Le Tribunal fédéral précise également qu'il limite son examen à un contrôle prima facie de la situation lorsqu'il doit statuer sur un recours portant sur une demande de sûretés (consid. 5.2).

En l’espèce, le Tribunal fédéral constate que le recourant ne conteste pas l'existence d'un cas de séquestre au sens de l'art. 169 al. 1 LIFD mais soutient que ce montant a été fixé de manière arbitraire et qu'il est manifestement excessif (consid. 5.4).

Le Tribunal fédéral retient que les juges de l’instance précédente pouvaient sans tomber dans l’arbitraire pendre en compte le montant des créances fiscales que l’Afc-GE faisaient valoir. Ce faisant, la Cour de justice a en effet adapté le montant des sûretés à l'évolution des circonstances, conformément à la jurisprudence rappelée ci-dessus. Notre Haute Cour précise en particulier que le fait que l'Administration cantonale ait manifesté son intention de demander la reformatio in pejus, ou de procéder in pejus, dans le cadre des procédures relatives aux périodes 2004 à 2006 et 2012 à 2014, était une circonstance nouvelle que la Cour de justice pouvait prendre en considération dans le cadre d'un examen sommaire et prima facie de la situation. C'est donc sans arbitraire qu'elle s'est fondée sur les créances évaluées in pejus pour évaluer les sûretés nécessaires pour garantir le paiement de l'impôt dû pour ces périodes fiscales (consid. 5.6.1).

L’argument du contribuable qui portait sur l’éventualité de retirer son recours dans la procédure au fond a été écarté par le Tribunal fédéral. Ce dernier a considéré que, dans la mesure où l’Afc-GE avait annoncé sa volonté de requérir la reformatio in pejus, le retrait du recours par le contribuable ne mettrait pas forcément fin à l’instance. Il ne s’agissait donc pas d’un moyen qui permettrait à coup sûr au contribuable de diminuer ses dettes fiscales (consid. 5.6.3).

Finalement, le Tribunal fédéral constate que la créance fiscale pour la période 2014 est effectivement prescrite mais considère que la prescription de cette créance représente une diminution marginale des créances fiscales totales. De plus, le fait que les intérêts moratoires continuent de courir compense cette diminution (consid. 5.6.4).

Notre Haute Cour rejette ainsi le grief d’arbitraire dans l’application de l’art. 169 al. 1 LIFD (consid. 5.7). 

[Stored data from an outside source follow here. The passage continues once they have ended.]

PR #3858, opened 2016-11-09
Improve mobile experience of thread page

HSalmon:
[Trello card](https://trello.com/c/VJFfuJnN/2069-8-improve-mobile-thread-page)
screen shot 2016-11-09 at 1 46 45 pm
screen shot 2016-11-09 at 1 46 55 pm

### DIFF
--- a/angular/core/components/thread_page/context_panel/context_panel.coffee
+++ b/angular/core/components/thread_page/context_panel/context_panel.coffee
@@ -1,0 +1,52 @@
+angular.module('loomioApp').directive 'contextPanel', ->
+  scope: {discussion: '='}
+  restrict: 'E'
+  replace: true
+  templateUrl: 'generated/components/thread_page/context_panel/context_panel.html'
+  controller: ($scope, $rootScope, $window, $timeout, AbilityService, Session, ModalService, ChangeVolumeForm, DiscussionForm, ThreadService, MoveThreadForm, PrintModal, DeleteThreadForm, RevisionHistoryModal) ->
+
+    $scope.showContextMenu = ->
+      AbilityService.canChangeThreadVolume($scope.discussion)
+
+    $scope.canChangeVolume = ->
+      Session.user().isMemberOf($scope.discussion.group())
+
+    $scope.openChangeVolumeForm = ->
+      ModalService.open ChangeVolumeForm, model: => $scope.discussion
+
+    $scope.canEditThread = ->
+      AbilityService.canEditThread($scope.discussion)
+
+    $scope.editThread = ->
+      ModalService.open DiscussionForm, discussion: => $scope.discussion
+
+    $scope.muteThread = ->
+      ThreadService.mute($scope.discussion)
+
+    $scope.unmuteThread = ->
+      ThreadService.unmute($scope.discussion)
+
+    $scope.canMoveThread = ->
+      AbilityService.canMoveThread($scope.discussion)
+
+    $scope.moveThread = ->
+      ModalService.open MoveThreadForm, discussion: => $scope.discussion
+
+    $scope.requestPagePrinted = ->
+      unless discussion.allEventsLoaded()
+        ModalService.open PrintModal, preventClose: -> true
+        $rootScope.$broadcast 'fetchRecordsForPrint'
+      else
+        $timeout -> $window.print()
+
+    $scope.canDeleteThread = ->
+      AbilityService.canDeleteThread($scope.discussion)
+
+    $scope.deleteThread = ->
+      ModalService.open DeleteThreadForm, discussion: => $scope.discussion
+
+    $scope.showLintel = (bool) ->
+      $rootScope.$broadcast('showThreadLintel', bool)
+
+    $scope.showRevisionHistory = ->
+      ModalService.open RevisionHistoryModal, model: => $scope.discussion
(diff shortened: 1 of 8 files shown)


angular/core/components/thread_page/context_panel/context_panel.coffee
```diff
@@ -0,0 +1,52 @@
...
+      ThreadService.unmute($scope.discussion)
+
+    $scope.canMoveThread = ->
+      AbilityService.canMoveThread($scope.discussion)
+
+    $scope.moveThread = ->
+      ModalService.open MoveThreadForm, discussion: => $scope.discussion
+
+    $scope.requestPagePrinted = ->
+      unless discussion.allEventsLoaded()
```
gdpelican: Hi I'm going to say this but you can ignore it if you like.

I'm not a fan of  the leading 'unless'; it doesn't read well in my head and gets the story of the method backwards. 'If' is optimistic; it says, 'this is what should happen, but if it doesn't we've got a backup'. Which is a much better sentence than 'unless it's sunny today, we will stay inside, otherwise we will go to the park'

So this imo should be
```
if allEventsLoaded
  # print
else
  # load and print
```

angular/core/components/thread_page/context_panel/context_panel.haml
```diff
@@ -0,0 +1,56 @@
+.blank
```
gdpelican: Why is the `.blank` necessary?

angular/core/components/thread_page/thread_page.haml
```diff
@@ -2,81 +2,44 @@
...
+        %outlet{name: "before-thread-page-column-right", model: "threadPage.discussion"}
+      .thread-page__members
+        %members_card{group: "threadPage.discussion.group()"}
+
+    .thread-page__main-content--large{ng-if: "threadPage.windowIsLarge"}
+      .lmo-thread-column-left
+        %context_panel{discussion: "threadPage.discussion"}
+      .lmo-thread-column-right
+        %outlet{name: "before-thread-page-column-right", model: "threadPage.discussion"}
+        %section.start-proposal-card.lmo-no-print{in-view: "threadPage.proposalButtonInView($inview)", in-view-options: "{debounce: 200}", ng-if: "threadPage.canStartProposal()", aria-label: "{{ 'start_proposal_card.title' | translate }}"}
```
gdpelican: Seems like we should pull this out into a directive as well, to avoid duplicating it.

angular/core/components/thread_page/thread_page_controller.coffee
```diff
@@ -1,6 +1,9 @@
-angular.module('loomioApp').controller 'ThreadPageController', ($scope, $routeParams, $location, $rootScope, $window, $timeout, Records, MessageChannelService, KeyEventService, ThreadService, ModalService, DiscussionForm, MoveThreadForm, DeleteThreadForm, ScrollService, AbilityService, Session, ChangeVolumeForm, PaginationService, LmoUrlService, TranslationService, RevisionHistoryModal, ProposalOutcomeForm, PrintModal) ->
+angular.module('loomioApp').controller 'ThreadPageController', ($scope, $routeParams, $location, $rootScope, $window, $timeout, $mdMedia, Records, MessageChannelService, KeyEventService, ModalService, ScrollService, AbilityService, Session, PaginationService, LmoUrlService, TranslationService, ProposalOutcomeForm) ->
   $rootScope.$broadcast('currentComponent', { page: 'threadPage'})
 
+  @windowIsSmall = $mdMedia('sm') || $mdMedia('xs')
+  @windowIsLarge = $mdMedia('gt-sm')
```
gdpelican: Why two variables? Why not

```
ng-if: "windowIsLarge"
ng-if: "!windowIsLarge"
```
?

angular/core/components/thread_page/context_panel/context_panel.coffee
HSalmon: Do you mind if I consider this out of scope for this feature and make the change soon?

angular/core/components/thread_page/thread_page_controller.coffee
HSalmon: Truue

angular/core/components/thread_page/thread_page.haml
HSalmon: Sorry @gdpelican, what are you referring to here? Proposals?

gdpelican: Ya this whole start proposal card is duplicated.

HSalmon:
@gdpelican, I think I've implemented all of yer recommended changes. Whaddya reckon - is this ready to go?

gdpelican:
Erg, alright, let's give it a go, although I have to say I have a bad feeling about this.

If I were to go in and give it another go, I'd probably look at getting rid of `lmo-thread-page-left` and `lmo-thread-page-right`, and instead simply have markup that looked like:

```
.lmo-main-content
  %context_card
  %activity_card
  %members_card
```

Then we could use the [flexbox order](https://css-tricks.com/almanac/properties/o/order/) property based on a media query to reorder elements, without needing to resort to javascript and duplicating DOM nodes.

HSalmon:
@gdpelican, my initial approach was to use flexbox order, but it proved more difficult than I'd anticipated.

Concernant l’ICC, le Tribunal fédéral relève que l'art. 78 LHID ne prévoit pas de règle d'harmonisation contraignante pour les cantons en matière de sûretés (consid. 6). Les dispositions légales applicables en l'espèce (art. 38 al. 1 LPGIP-GE) étant toutefois similaires à celles prévues par le droit fédéral, le Tribunal fédéral arrive aux mêmes conclusions pour l'ICC (consid. 6.3).